The blue pigmented color was formulated as follows: 32% polyester acrylate 30% tetrafunctional acrylate 10% amino-modified polyetheracrylate 0.5% stabilizer 4% UV initiator (Irgacure 184) 1.5% UV initiator (ITX, isopropylthioxanthone) 16% blue pigment 1.5% polyethylene wax 2% filler 2.5% photoinitiator to test (ADMP, IADMP or EDMP).
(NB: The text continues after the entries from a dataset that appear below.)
PR #668, opened 2016-11-02
Added the ability to configure enabled weak ciphers in ssl via axis2.xml

vinok88:
Preferred ciphers can be configured by adding the parameter <PreferredCiphers> with the comma separated names of preferred ciphers to the "https" transportSender or transportReceiver configs in axis2.xml or in inboundEndpoint configs.


modules/transports/core/nhttp/src/main/java/org/apache/synapse/transport/nhttp/util/NhttpConstants.java
```diff
@@ -0,0 +1,27 @@
...
+ * WITHOUT WARRANTIES OR CONDITIONS OF ANY KIND, either express or implied.
+ * See the License for the specific language governing permissions and
+ * limitations under the License.
+ */
+package org.apache.synapse.transport.nhttp.util;
+
+/**
+ * This file holds all the constants related to NHTTP transports
+ */
+public class NhttpConstants {
```
isururanawaka: Why can't we use existing constant class ?

vinok88: Fixed. Moved to the existing class.

modules/transports/core/nhttp/src/main/java/org/apache/synapse/transport/http/conn/ServerSSLSetupHandler.java
```diff
@@ -36,12 +36,16 @@
     /** Enabled SSL handshake protocols (e.g. SSLv3, TLSv1) */
     private final String[] httpsProtocols;
     private RevocationVerificationManager verificationManager;
+    /** Ciphers enabled in axis2.xml, enabled all if null*/
+    private final String[] preferredCiphers;
 
     public ServerSSLSetupHandler(final SSLClientAuth clientAuth, final String[] httpsProtocols,
-                                 final RevocationVerificationManager verificationManager) {
+                                 final RevocationVerificationManager verificationManager, final String[]
+            preferredCiphers) {
```
lankavitharana: formatting issue?

modules/transports/core/nhttp/src/main/java/org/apache/synapse/transport/nhttp/config/ClientConnFactoryBuilder.java
```diff
@@ -154,6 +156,28 @@ public ClientConnFactoryBuilder parseSSL() throws AxisFault {
...
+        OMElement preferredCiphersEl = preferredCiphersParam != null ? preferredCiphersParam.getParameterElement() :
+                null;
+        String[] preferredCiphers = null;
+        final String configuredWeakCiphers =
+                preferredCiphersEl != null ? preferredCiphersEl.getText() : null;
+        if (configuredWeakCiphers != null && configuredWeakCiphers.trim().length() != 0) {
+            String[] configuredValues = configuredWeakCiphers.trim().split(",");
+            List<String> ciphersList = new ArrayList<String>(configuredValues.length);
+            for (String cipher : configuredValues) {
+                if (!cipher.trim().isEmpty()) {
```
akalankapagoda: We can trim the cipher first and assign it to itself so that we don't have to trim twice.

vinok88: Done. Thanks.

modules/transports/core/nhttp/src/main/java/org/apache/synapse/transport/nhttp/config/ClientConnFactoryBuilder.java
```diff
@@ -154,6 +156,28 @@ public ClientConnFactoryBuilder parseSSL() throws AxisFault {
...
+                    ciphersList.add(cipher.trim());
+                }
+            }
+
+            preferredCiphers = ciphersList.toArray(new String[ciphersList.size()]);
+        }
+
+        if (preferredCiphers != null) {
```
akalankapagoda: We can remove the preferredCiphers variable and directly set SSL handler value in the place where preferredCiphers is initialized and remove this if block.

PR #669, opened 2016-11-03
ESBJAVA-4942 : Adding time out equal to socket time out for write condition await in…

nwnpallewela:
… the flush content method

### DIFF
--- a/modules/transports/core/nhttp/src/main/java/org/apache/synapse/transport/passthru/Pipe.java
+++ b/modules/transports/core/nhttp/src/main/java/org/apache/synapse/transport/passthru/Pipe.java
@@ -21,6 +21,7 @@ import org.apache.http.nio.ContentDecoder;
 import org.apache.http.nio.ContentEncoder;
 import org.apache.http.nio.IOControl;
 import org.apache.http.params.HttpConnectionParams;
+import org.apache.http.params.HttpParams;
 import org.apache.synapse.transport.passthru.config.BaseConfiguration;
 import org.apache.synapse.transport.passthru.config.SourceConfiguration;
 import org.apache.synapse.transport.passthru.config.TargetConfiguration;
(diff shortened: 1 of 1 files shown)


vinok88:
Shall we mention the public Jira in the commit message.

modules/transports/core/nhttp/src/main/java/org/apache/synapse/transport/passthru/Pipe.java
```diff
@@ -82,13 +103,32 @@ public Pipe(IOControl producerIoControl, ControlledByteBuffer buffer,
...
+
+    /**
+     * Extract socket time out value from baseConfig and return default value if not found
+     *
+     * @param baseConfig
+     * @return
+     */
+    private long getSocketTimeOut(BaseConfiguration baseConfig) {
+        if (baseConfig instanceof SourceConfiguration) {
+            return ((SourceConfiguration) baseConfig).getHttpParams()
```
lankavitharana: Better make sure "((SourceConfiguration) baseConfig).getHttpParams()" cannot be null when it comes to this.

modules/transports/core/nhttp/src/main/java/org/apache/synapse/transport/passthru/Pipe.java
```diff
@@ -35,6 +40,8 @@
  */
 public class Pipe {
 
+    private static final int DEFAULT_TIME_OUT_VALUE = 180000;
```
isururanawaka: please add a comment here

modules/transports/core/nhttp/src/main/java/org/apache/synapse/transport/passthru/Pipe.java
```diff
@@ -82,13 +104,36 @@ public Pipe(IOControl producerIoControl, ControlledByteBuffer buffer,
...
+        this.socketTimeOut = getSocketTimeOut(baseConfig);
+    }
+
+    /**
+     * Extract socket time out value from baseConfig and return default value if not found
+     *
+     * @param baseConfig
+     * @return
+     */
+    private long getSocketTimeOut(BaseConfiguration baseConfig) {
```
isudana: Can't we use an existing utility for this ?

nwnpallewela: Used existing one and made the socket time out value static.
Thanks

PR #674, opened 2016-11-11
Fixing ESBJAVA-4891 & APIMANAGER-4200

madhawa-gunasekara:
This PR contains the fix to determine where we need to apply the consume and discard method. 
There are several incidents where we need to clear the buffer. like when the buffer is full. and also we need to clear the buffer if there is an error occurred during the middle of the message building.


madhawa-gunasekara:
JIRA links : https://wso2.org/jira/browse/ESBJAVA-4891
                  https://wso2.org/jira/browse/APIMANAGER-4200

madhawa-gunasekara:
@isudana & @isururanawaka Shall we merge this PR. Since this PR is needed for APIM release

PR #797, opened 2017-08-16
[EI-722] Fix expressions with nested brackets cannot be used with xPath 2.0

erandacr:
Expressions with nested brackets not used in XPath 1, but XPath 2.0 does. Since we are trying to compile every expression with jaxen first it will give an error as it doesn't support nested brackets.

Fixes https://github.com/wso2/product-ei/issues/722

### DIFF
--- a/modules/core/src/main/java/org/apache/synapse/config/xml/SynapsePathFactory.java
+++ b/modules/core/src/main/java/org/apache/synapse/config/xml/SynapsePathFactory.java
@@ -23,7 +23,9 @@ import org.apache.axiom.om.OMAttribute;
 import org.apache.axiom.om.OMElement;
 import org.apache.commons.logging.Log;
 import org.apache.commons.logging.LogFactory;
+import org.apache.synapse.SynapseConstants;
 import org.apache.synapse.SynapseException;
+import org.apache.synapse.config.SynapsePropertiesLoader;
 import org.apache.synapse.util.xpath.SynapseJsonPath;
 import org.apache.synapse.util.xpath.SynapseXPath;
 import org.jaxen.JaxenException;
@@ -48,7 +50,22 @@ public class SynapsePathFactory {
             if(pathAttrib.getAttributeValue().startsWith("json-eval(")) {
                 path = new SynapseJsonPath(pathAttrib.getAttributeValue().substring(10, pathAttrib.getAttributeValue().length() - 1));
             } else {
-                path = new SynapseXPath(pathAttrib.getAttributeValue());
+                try {
+                    path = new SynapseXPath(pathAttrib.getAttributeValue());
+                } catch (org.jaxen.XPathSyntaxException ex) {
+                    /* Try and see whether the expression can be compiled with XPath 2.0
+                     * This will only be done if the failover DOM XPath 2.0 is enabled */
+                    if (Boolean.parseBoolean(SynapsePropertiesLoader.loadSynapseProperties().
+                            getProperty(SynapseConstants.FAIL_OVER_DOM_XPATH_PROCESSING))) {
+                        if(log.isDebugEnabled()) {
+                            log.debug(
+                                    "Trying to compile the expression in XPath 2.0: " + pathAttrib.getAttributeValue());
+                        }
+                        path = new SynapseXPath(pathAttrib.getAttributeValue(), elem);
+                    } else {
+                        throw ex;
+                    }
+                }
             }
 
             OMElementUtils.addNameSpaces(path, elem, log);
--- a/modules/core/src/main/java/org/apache/synapse/config/xml/SynapseXPathFactory.java
+++ b/modules/core/src/main/java/org/apache/synapse/config/xml/SynapseXPathFactory.java
@@ -23,7 +23,9 @@ import org.apache.axiom.om.OMAttribute;
 import org.apache.axiom.om.OMElement;
 import org.apache.commons.logging.Log;
 import org.apache.commons.logging.LogFactory;
+import org.apache.synapse.SynapseConstants;
 import org.apache.synapse.SynapseException;
+import org.apache.synapse.config.SynapsePropertiesLoader;
 import org.apache.synapse.util.xpath.SynapseXPath;
 import org.jaxen.JaxenException;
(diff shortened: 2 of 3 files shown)


modules/core/src/main/java/org/apache/synapse/util/xpath/SynapseXPath.java
```diff
@@ -184,6 +198,53 @@ public SynapseXPath(String xpathString) throws JaxenException {
...
+        /* Handle special cases of content aware/unaware scenarios */
+        if (xpathExpr.contains("/")) {
+            contentAware = true;
+        } else if (xpathExpr.contains("get-property('From'") || xpathExpr.contains("get-property('FAULT')")) {
+            contentAware = true;
+        } else {
+            contentAware = false;
+        }
+
+        if(xpathExpr.contains("$trp") || xpathExpr.contains("$ctx") || xpathExpr.contains("$axis2")){
```
madhawa-gunasekara: Fix formatting

modules/core/src/main/java/org/apache/synapse/config/xml/SynapsePathFactory.java
```diff
@@ -48,7 +50,22 @@ public static SynapsePath getSynapsePath(OMElement elem, QName attribName)
             if(pathAttrib.getAttributeValue().startsWith("json-eval(")) {
                 path = new SynapseJsonPath(pathAttrib.getAttributeValue().substring(10, pathAttrib.getAttributeValue().length() - 1));
             } else {
-                path = new SynapseXPath(pathAttrib.getAttributeValue());
+                try {
+                    path = new SynapseXPath(pathAttrib.getAttributeValue());
+                } catch (org.jaxen.XPathSyntaxException ex) {
+                    /* Try and see whether the expression can be compiled with XPath 2.0
+                     * This will only be done if the failover DOM XPath 2.0 is enabled */
+                    if (Boolean.TRUE.toString().equalsIgnoreCase(SynapsePropertiesLoader.loadSynapseProperties().
```
bsenduran: ` Boolean.parseBoolean(..)` would be nice here

modules/core/src/main/java/org/apache/synapse/config/xml/SynapsePathFactory.java
```diff
@@ -48,7 +50,22 @@ public static SynapsePath getSynapsePath(OMElement elem, QName attribName)
...
+                            getProperty(SynapseConstants.FAIL_OVER_DOM_XPATH_PROCESSING))) {
+                        if(log.isDebugEnabled()) {
+                            log.debug(
+                                    "Trying to compile the expression in XPath 2.0: " + pathAttrib.getAttributeValue());
+                        }
+                        path = new SynapseXPath(pathAttrib.getAttributeValue(), elem);
+                    } else {
+                        throw ex;
```
abeykoon: Should we say, try enabling SynapseConstants.FAIL_OVER_DOM_XPATH_PROCESSING?

abeykoon: Make sure this should go to documentation.

modules/core/src/main/java/org/apache/synapse/config/xml/SynapseXPathFactory.java
```diff
@@ -43,8 +45,21 @@ public static SynapseXPath getSynapseXPath(OMElement elem, QName attribName)
...
 
         if (xpathAttrib != null && xpathAttrib.getAttributeValue() != null) {
-
-            xpath = new SynapseXPath(xpathAttrib.getAttributeValue());
+            try {
+                xpath = new SynapseXPath(xpathAttrib.getAttributeValue());
+            } catch (org.jaxen.XPathSyntaxException ex) {
+                    /* Try and see whether the expression can be compiled with XPath 2.0
+                     * This will only be done if the failover DOM XPath 2.0 is enabled */
+                if (Boolean.TRUE.toString().equalsIgnoreCase(SynapsePropertiesLoader.loadSynapseProperties().
```
bsenduran: same as above

modules/core/src/main/java/org/apache/synapse/util/xpath/SynapseXPath.java
```diff
@@ -184,6 +198,53 @@ public SynapseXPath(String xpathString) throws JaxenException {
...
+        /* Make evaluation of this expression forced to XPath 2.0 */
+        this.forceFailoverEvaluation = Boolean.TRUE;
+
+        PassThroughConfiguration conf = PassThroughConfiguration.getInstance();
+        bufferSizeSupport =conf.getIOBufferSize();
+
+        /* Handle special cases of content aware/unaware scenarios */
+        if (xpathExpr.contains("/")) {
+            contentAware = true;
+        } else if (xpathExpr.contains("get-property('From'") || xpathExpr.contains("get-property('FAULT')")) {
```
milindaperera: we can merge if and else if statements to one since we only set contentAware = true;

modules/core/src/main/java/org/apache/synapse/config/xml/SynapseXPathFactory.java
erandacr: Fixed

modules/core/src/main/java/org/apache/synapse/util/xpath/SynapseXPath.java
erandacr: fixed, thanks

modules/core/src/main/java/org/apache/synapse/config/xml/SynapsePathFactory.java
erandacr: fixed, thanks

modules/core/src/main/java/org/apache/synapse/config/xml/SynapsePathFactory.java
erandacr: this can happen even for the invalid XPath expressions. Should we log and throw the exception? And yeah, I will add this to the documents.
Thanks :)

The results are summarized in Table 2.

Claims (7)

508 191 PATENT CLAIMS Liquid mixtures of benzene derivatives with good odor properties, selected from the group consisting of amyl esters of 4- (dimethylamino) benzoic acid, prepared from technical amyl and isoaniyl alcohols, as photoinitiators in the radiation hardening of substituted oils. Liquid mixtures according to Claim 1, in which the amyl esters of 4- (dimethylamino) benzoic acid (IADMP) are prepared from technical isoamyl alcohol (essential oil) Liquid mixtures according to claim 1, wherein the amyl esters of 4- (dimethylamino) benzoic acid (ADMP) are prepared from technical amyl alcohol. Liquid mixtures according to claims 1, 2 and 3 wherein the amyl esters of 4- (dimethylamino) benzoic acid (IADMP and ADMP) are used as photoinitiators in radiation curing such as UV curing. Photoinitiators for radiation curing such as UV curing comprising liquid mixtures of benzene derivatives selected from the group consisting of amyl esters of 4- (dimethylamino) benzoic acid prepared from technical amyl and isoamyl alcohols. Photoinitiators according to claim 5 with good odor properties for radiation curing such as UV curing comprising liquid mixtures of amyl esters of 4- (dimethylamino) benzoic acid. Use of technical amyl and isoamyl alcohols for the preparation of liquid amyl esters of 4- (dimethylamino) benzoic acid with good odor characteristics.